### PROMPT:
What lines of the listing include the string "couple"? Show them all.

***** RECORDS SUPPLIED

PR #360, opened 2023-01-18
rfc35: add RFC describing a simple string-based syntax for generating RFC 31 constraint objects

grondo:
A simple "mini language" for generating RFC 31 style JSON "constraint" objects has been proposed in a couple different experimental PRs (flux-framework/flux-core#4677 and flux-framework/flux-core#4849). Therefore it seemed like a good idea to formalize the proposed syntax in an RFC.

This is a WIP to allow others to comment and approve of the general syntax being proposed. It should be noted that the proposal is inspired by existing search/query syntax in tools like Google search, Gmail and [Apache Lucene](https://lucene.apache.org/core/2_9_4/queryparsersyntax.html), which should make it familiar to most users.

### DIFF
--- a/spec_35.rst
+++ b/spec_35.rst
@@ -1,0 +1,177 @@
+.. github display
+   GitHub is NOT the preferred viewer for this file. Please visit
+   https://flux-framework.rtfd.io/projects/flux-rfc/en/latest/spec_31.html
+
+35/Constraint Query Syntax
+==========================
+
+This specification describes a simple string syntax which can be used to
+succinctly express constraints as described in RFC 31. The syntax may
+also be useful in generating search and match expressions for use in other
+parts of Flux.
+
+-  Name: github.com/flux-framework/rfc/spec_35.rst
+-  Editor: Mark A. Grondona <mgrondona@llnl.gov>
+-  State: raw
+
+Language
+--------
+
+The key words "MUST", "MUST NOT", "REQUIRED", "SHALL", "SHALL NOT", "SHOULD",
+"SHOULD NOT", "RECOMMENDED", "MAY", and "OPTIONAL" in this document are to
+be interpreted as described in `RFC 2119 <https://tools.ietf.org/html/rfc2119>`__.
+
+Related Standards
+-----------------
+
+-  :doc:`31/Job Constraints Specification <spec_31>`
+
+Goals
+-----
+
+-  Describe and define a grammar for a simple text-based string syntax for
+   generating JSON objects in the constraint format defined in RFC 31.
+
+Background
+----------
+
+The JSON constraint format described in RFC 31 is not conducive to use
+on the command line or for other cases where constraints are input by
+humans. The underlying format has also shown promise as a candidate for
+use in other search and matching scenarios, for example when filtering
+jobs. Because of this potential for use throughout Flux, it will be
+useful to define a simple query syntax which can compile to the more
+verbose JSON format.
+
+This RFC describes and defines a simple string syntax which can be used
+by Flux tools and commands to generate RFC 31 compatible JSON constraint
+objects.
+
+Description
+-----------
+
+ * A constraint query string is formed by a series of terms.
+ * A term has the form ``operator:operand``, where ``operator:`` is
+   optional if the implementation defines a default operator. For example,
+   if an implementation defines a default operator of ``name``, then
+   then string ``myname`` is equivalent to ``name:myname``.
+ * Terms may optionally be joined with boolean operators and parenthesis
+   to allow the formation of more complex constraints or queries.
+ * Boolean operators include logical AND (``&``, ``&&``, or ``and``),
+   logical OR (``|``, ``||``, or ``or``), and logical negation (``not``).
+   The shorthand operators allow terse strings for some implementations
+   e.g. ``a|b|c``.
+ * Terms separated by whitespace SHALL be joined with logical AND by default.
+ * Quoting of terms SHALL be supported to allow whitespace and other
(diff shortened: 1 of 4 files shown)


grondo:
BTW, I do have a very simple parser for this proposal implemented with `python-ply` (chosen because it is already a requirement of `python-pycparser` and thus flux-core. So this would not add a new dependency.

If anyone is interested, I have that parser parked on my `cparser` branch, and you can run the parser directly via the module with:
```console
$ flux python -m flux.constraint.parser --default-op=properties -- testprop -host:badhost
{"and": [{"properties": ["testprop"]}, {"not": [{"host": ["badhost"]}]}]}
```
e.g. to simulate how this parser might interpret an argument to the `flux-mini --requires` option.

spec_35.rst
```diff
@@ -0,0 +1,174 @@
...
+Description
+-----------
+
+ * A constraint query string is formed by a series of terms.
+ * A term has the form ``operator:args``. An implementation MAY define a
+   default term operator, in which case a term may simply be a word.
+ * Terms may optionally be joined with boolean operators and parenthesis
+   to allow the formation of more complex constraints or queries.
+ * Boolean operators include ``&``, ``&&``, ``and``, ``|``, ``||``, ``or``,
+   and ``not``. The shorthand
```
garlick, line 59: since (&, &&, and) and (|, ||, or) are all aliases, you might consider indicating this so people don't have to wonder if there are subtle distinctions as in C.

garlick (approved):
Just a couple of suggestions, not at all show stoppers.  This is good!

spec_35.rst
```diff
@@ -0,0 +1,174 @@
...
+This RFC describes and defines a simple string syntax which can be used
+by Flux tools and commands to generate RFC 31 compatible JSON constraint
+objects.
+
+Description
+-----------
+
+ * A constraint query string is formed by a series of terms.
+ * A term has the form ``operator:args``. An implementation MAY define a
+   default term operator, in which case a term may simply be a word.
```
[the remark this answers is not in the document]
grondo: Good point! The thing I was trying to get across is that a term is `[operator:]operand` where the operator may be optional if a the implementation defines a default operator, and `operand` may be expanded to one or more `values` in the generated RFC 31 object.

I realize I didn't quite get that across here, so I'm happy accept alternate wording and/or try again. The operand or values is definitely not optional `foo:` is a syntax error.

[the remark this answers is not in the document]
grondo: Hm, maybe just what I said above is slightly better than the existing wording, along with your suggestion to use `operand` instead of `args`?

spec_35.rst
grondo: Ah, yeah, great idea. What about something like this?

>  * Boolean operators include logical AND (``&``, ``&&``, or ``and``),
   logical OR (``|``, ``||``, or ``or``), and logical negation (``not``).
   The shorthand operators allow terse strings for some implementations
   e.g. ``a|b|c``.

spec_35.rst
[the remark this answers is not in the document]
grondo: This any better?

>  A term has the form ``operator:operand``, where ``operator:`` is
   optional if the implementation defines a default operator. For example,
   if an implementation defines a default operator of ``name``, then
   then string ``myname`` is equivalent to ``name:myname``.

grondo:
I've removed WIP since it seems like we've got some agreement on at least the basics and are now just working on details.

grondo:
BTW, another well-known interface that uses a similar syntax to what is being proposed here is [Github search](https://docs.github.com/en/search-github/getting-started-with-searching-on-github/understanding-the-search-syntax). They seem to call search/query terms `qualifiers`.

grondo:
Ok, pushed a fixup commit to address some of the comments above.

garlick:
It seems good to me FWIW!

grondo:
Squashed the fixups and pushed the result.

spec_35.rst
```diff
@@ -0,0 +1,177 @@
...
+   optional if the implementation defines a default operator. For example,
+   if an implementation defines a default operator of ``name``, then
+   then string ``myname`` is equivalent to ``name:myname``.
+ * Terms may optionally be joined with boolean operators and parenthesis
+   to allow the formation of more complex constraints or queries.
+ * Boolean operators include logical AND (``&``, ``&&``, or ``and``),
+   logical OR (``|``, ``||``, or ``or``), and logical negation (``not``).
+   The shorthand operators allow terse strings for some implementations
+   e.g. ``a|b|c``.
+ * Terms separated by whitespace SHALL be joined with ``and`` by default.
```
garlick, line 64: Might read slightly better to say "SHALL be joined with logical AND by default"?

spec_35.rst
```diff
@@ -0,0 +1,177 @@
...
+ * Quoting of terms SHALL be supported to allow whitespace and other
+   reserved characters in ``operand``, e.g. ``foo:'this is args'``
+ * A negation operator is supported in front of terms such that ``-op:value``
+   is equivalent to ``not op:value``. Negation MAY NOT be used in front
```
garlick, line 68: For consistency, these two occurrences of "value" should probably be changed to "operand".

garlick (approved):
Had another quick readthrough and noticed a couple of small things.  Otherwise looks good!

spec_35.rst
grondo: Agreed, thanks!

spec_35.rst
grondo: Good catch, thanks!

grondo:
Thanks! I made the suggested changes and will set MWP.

**********

### FINISHED EXERCISE:
A simple "mini language" for generating RFC 31 style JSON "constraint" objects has been proposed in a couple different experimental PRs (flux-framework/flux-core#4677 and flux-framework/flux-core#4849). Therefore it seemed like a good idea to formalize the proposed syntax in an RFC.
Just a couple of suggestions, not at all show stoppers.  This is good!
Had another quick readthrough and noticed a couple of small things.  Otherwise looks good!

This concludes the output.